I have two columns: Time, and Value. Time is continuous and does not have any blanks. Value, however, comprise data that had been sampled at random points and thus have random lengths of data gaps in between values.
Here's a very simple sample dataset:
df <-data.frame(Time=1:10, Value=c("2", NA, NA, NA, "6", NA, NA, "7", NA, "3"))
I would like to create a third column, "Estimate". Under this new column:
- If Value is not blank, then Estimate = Value.
- If Value is blank, then: (this is the part where I am having trouble!)
- Under Value, find the last non-NA value, find the next non-NA value, and find the difference
- Take the difference and divide it by the number of empty rows from the first value to and including the next value
- Using that number, fill in the Estimate column incrementally from that last non-NA value to the next non-NA value
For example, for Time 2
- First value = 2 (from Time 1)
- Next value = 6 (from Time 5)
- Difference = 4
- Increment = 4 / 4 (because there are 3 blank spaces + Time 5 with the recorded value)
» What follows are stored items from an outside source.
PR #7906, opened 2026-06-26
fix(rocjitsu): improve kernel name reporting

### LINKED ISSUE #7948: [rocjitsu] Improved kernel name extraction for debugging
## Problem

rocjitsu has code for extracting a kernel symbol from an in-memory AMDHSA code object, but kernel names are not always surfaced clearly in dispatch metadata and logs.

The current helper is `find_kernel_symbol()`:

https://github.com/ROCm/rocm-systems/blob/56c64d67f4f569049fe0e0f997f854264cac133b/emulation/rocjitsu/lib/rocjitsu/src/rocjitsu/code/kernel_symbol.h#L11-L24

The implementation first attempts to resolve the kernel descriptor through ELF dynamic symbols:

https://github.com/ROCm/rocm-systems/blob/56c64d67f4f569049fe0e0f997f854264cac133b/emulation/rocjitsu/lib/rocjitsu/src/rocjitsu/code/kernel_symbol.cpp#L40-L97

It then falls back to scanning AMDGPU metadata notes for kernel descriptor symbol strings:

https://github.com/ROCm/rocm-systems/blob/56c64d67f4f569049fe0e0f997f854264cac133b/emulation/rocjitsu/lib/rocjitsu/src/rocjitsu/code/kernel_symbol.cpp#L99-L135

The dispatch path currently attempts to resolve a kernel name while processing an AQL kernel dispatch packet:

https://github.com/ROCm/rocm-systems/blob/56c64d67f4f569049fe0e0f997f854264cac133b/emulation/rocjitsu/lib/rocjitsu/src/rocjitsu/vm/amdgpu/command_processor.cpp#L1008-L1038

## Desired Outcome

Improve kernel name extraction and reporting so dispatch metadata can expose a useful kernel name, with a clear fallback when no name is available.

Add focused tests covering the symbol extraction and dispatch metadata paths.

newling:
Fixes #7948

## Summary

Improve kernel-name reporting for rocjitsu dispatches and race reports.

The main correctness fix is for KFD/daemon VMID-mapped dispatches: the AQL
`kernel_object` field is a GPU virtual address, not a directly readable host
pointer. Kernel-symbol lookup now resolves that GPU VA through the process page
table, finds the daemon-accessible host range for the loaded code object, and
then scans ELF metadata from the translated host pointer.

The reporting change separates two concepts:

- `kernel_symbol`: the exact ELF symbol, useful for identity/debugging.
- `kernel_name`: a compact readable display name, useful in logs and structured
  race reports.

Race reports now include `kernel=...`, `symbol=...`, and `dispatch=...` fields,
so a race can be tied back to the dispatch and exact kernel symbol while keeping
the common log header readable.

## Changes

- Add VMID-aware host-range lookup in `GpuMemory`.
- Translate VMID-mapped `pkt.kernel_object` before ELF symbol lookup.
- Add exact `kernel_symbol` dispatch metadata alongside readable `kernel_name`.
- Demangle C++/HIP symbols for display, with fallback to the original symbol.
- Include kernel name, exact symbol, and dispatch id in race report headers.
- Add focused coverage for VMID host ranges, VMID-mapped dispatch metadata,
  demangling/display names, unresolved-name fallback, and race-log parsing.

### DIFF
--- a/emulation/rocjitsu/lib/rocjitsu/src/rocjitsu/code/kernel_symbol.cpp
+++ b/emulation/rocjitsu/lib/rocjitsu/src/rocjitsu/code/kernel_symbol.cpp
@@ -5,6 +5,9 @@
 
 #include "rocjitsu/code/amdgpu_elf.h"
 
+#include <cctype>
+#include <cstdlib>
+#include <cxxabi.h>
 #include <string_view>
 
 namespace rocjitsu {
@@ -133,6 +136,33 @@ std::string find_kernel_symbol(const uint8_t *kernel_object_ptr, const uint8_t *
       return best_name;
   }
   return {};
+}
+
+std::string demangle_kernel_symbol(std::string_view symbol) {
+  if (symbol.empty())
+    return {};
+
+  std::string symbol_string(symbol);
+  int status = 0;
+  char *demangled = abi::__cxa_demangle(symbol_string.c_str(), nullptr, nullptr, &status);
+  if (status != 0 || demangled == nullptr)
+    return symbol_string;
+
+  std::string result(demangled);
+  std::free(demangled);
+  return result;
+}
+
+std::string kernel_display_name(std::string_view symbol) {
+  std::string result = demangle_kernel_symbol(symbol);
+  size_t parenthesis_position = result.find('(');
+  if (parenthesis_position != std::string::npos)
+    result.resize(parenthesis_position);
+  if (result.starts_with("void "))
+    result.erase(0, 5);
+
+  std::erase_if(result, [](unsigned char c) { return std::isspace(c); });
+  return result;
 }
 
 } // namespace rocjitsu
--- a/emulation/rocjitsu/lib/rocjitsu/src/rocjitsu/code/kernel_symbol.cpp
+++ b/emulation/rocjitsu/lib/rocjitsu/src/rocjitsu/code/kernel_symbol.cpp
@@ -20,6 +20,38 @@ bool in_range(const uint8_t *ptr, uint64_t size, const uint8_t *base, uint64_t r
          static_cast<uint64_t>(ptr - base) <= range_size - size;
 }
 
+size_t find_outer_argument_list(std::string_view text) {
+  size_t argument_list = std::string_view::npos;
+  int angle_depth = 0;
+  int parenthesis_depth = 0;
+
+  for (size_t pos = 0; pos < text.size(); ++pos) {
+    switch (text[pos]) {
+    case '<':
+      if (parenthesis_depth == 0)
+        ++angle_depth;
+      break;
+    case '>':
+      if (angle_depth > 0 && parenthesis_depth == 0)
+        --angle_depth;
+      break;
+    case '(':
+      if (angle_depth == 0 && parenthesis_depth == 0)
+        argument_list = pos;
+      ++parenthesis_depth;
+      break;
+    case ')':
+      if (parenthesis_depth > 0)
+        --parenthesis_depth;
+      break;
+    default:
+      break;
+    }
+  }
+
+  return argument_list;
+}
+
 } // namespace
 
 std::string find_kernel_symbol(const uint8_t *kernel_object_ptr, const uint8_t *elf_base,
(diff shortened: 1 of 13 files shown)


emulation/rocjitsu/tests/execution_plugin_test.cpp
```diff
@@ -462,12 +471,80 @@ struct PluginFixture {
...
+std::vector<uint8_t> make_loaded_kernel_symbol_elf(uint64_t kernel_descriptor_offset,
+                                                   std::string_view symbol_name);
+
 TEST(ExecutionPluginTest, NoPluginNoCrash) {
   PluginFixture f;
   const uint32_t code[] = {S_NOP, S_ENDPGM};
   f.run_kernel(code, 2);
 }
 
+TEST(ExecutionPluginTest, DispatchPacketNameResolvesForVmidMappedCodeObject) {
```
accauble, line 876: It seems that this test is [failing with asan](https://github.com/ROCm/rocm-systems/actions/runs/28477308569/job/84405032887?pr=7906#step:8:2185).

newling: This seems to be resolved now

emulation/rocjitsu/lib/rocjitsu/src/rocjitsu/code/kernel_symbol.cpp
```diff
@@ -135,4 +147,33 @@ std::string find_kernel_symbol(const uint8_t *kernel_object_ptr, const uint8_t *
...
+      abi::__cxa_demangle(symbol_string.c_str(), nullptr, nullptr, &status), &std::free);
+  if (status != 0 || demangled == nullptr)
+    return symbol_string;
+
+  return std::string(demangled.get());
+}
+
+std::string kernel_display_name(std::string_view symbol) {
+  std::string result = demangle_kernel_symbol(symbol);
+  size_t parenthesis_position = result.find('(');
```
kuhar: We should identify the outer function-argument list with nesting awareness before trimming the demangled spelling. Cutting at the first `(` makes anonymous-namespace kernels resolve to an empty display name (`(anonymous namespace)::kernel(float*)`) and truncates valid template arguments (`void foo<void (*)(int)>(...)` becomes `foo<void`). Please cover both shapes with unit tests.

emulation/rocjitsu/lib/rocjitsu/src/rocjitsu/code/kernel_symbol.cpp
```diff
@@ -73,21 +78,28 @@ std::string find_kernel_symbol(const uint8_t *kernel_object_ptr, const uint8_t *
...
+      auto *sym = reinterpret_cast<const Elf64_Sym *>(elf_base + symtab_off + uint64_t{s} * syment);
+      if (sym->st_value != kd_offset)
+        continue;
+      if (sym->st_name >= strsz)
         continue;
-      if (syms[s].st_name >= strsz)
+      const char *symbol_name = strtab + sym->st_name;
+      size_t max_name_size = strsz - sym->st_name;
+      size_t name_size = strnlen(symbol_name, max_name_size);
+      if (name_size == max_name_size)
```
kuhar, line 132: I think we should add a regression test for a symbol whose name reaches the end of `.dynstr` without a NUL terminator. This new `strnlen` guard is what prevents the old out-of-bounds scan, but the fixture always supplies a trailing NUL, so the safety branch is not exercised. Setting `DT_STRSZ` to the leading NUL plus the symbol bytes and checking that `find_kernel_symbol` returns empty would cover it.

kuhar (commented):
It would be good to update `docs/race-detector.md` with the new report header. The documented example still starts `RACE type=...`, while this change emits and tests `RACE kernel=... symbol=... dispatch=... type=...`; please also document the `?` fallback for unresolved names.

newling:
> It would be good to update docs/race-detector.md with the new report header. The documented example still starts RACE type=..., while this change emits and tests RACE kernel=... symbol=... dispatch=... type=...; please also document the ? fallback for unresolved names.

That's a very thorough review! Maybe it's time for me to update my agent...

please take another look, I believe all comments are addressed.

newling:
@kuhar Can I get another review of this, please?

accauble (approved):
Looks like you appropriately addressed @kuhar's comments. I only have nit a which you can take or leave: the default unknown string, "?" is commented and defined in a few places. Could be worth having a single definition.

- Therefore, Estimate at Time 2 would be first value + increment = 2 + 1 = 3
- Estimate at Time 3 would then be 4, and Time 4 would have an Estimate of 5. Similarly, Time 6 would be 6.33, Time 7 would be 6.66, and then Time 8 has an actual value of 7.
Essentially I'm just making an equally-weighted transition from the first value to the next value. I'm not concerned with anything before the first value or last value (if there were NAs before Time 1 or after Time 10).
THE QUESTION:
Being very much a newbie, I'm not quite sure how to best approach coding for the Estimate column, when Value is blank. I've tried generating a vector of row numbers for rows with actual values, thinking I could use that as index reference. I then tried to do a loop where it would take row A and row B (from the vector of row numbers), calculate the increment, then add the increment to the last cell. However, I couldn't figure out how to make both A & B increase by 1 at the same time (such that it did a "rolling window" down my vector of row numbers). I also suspect this is not a good way of approaching this problem...but don't know what my options are.
Any guidance and pointing in the right direction would be greatly appreciated!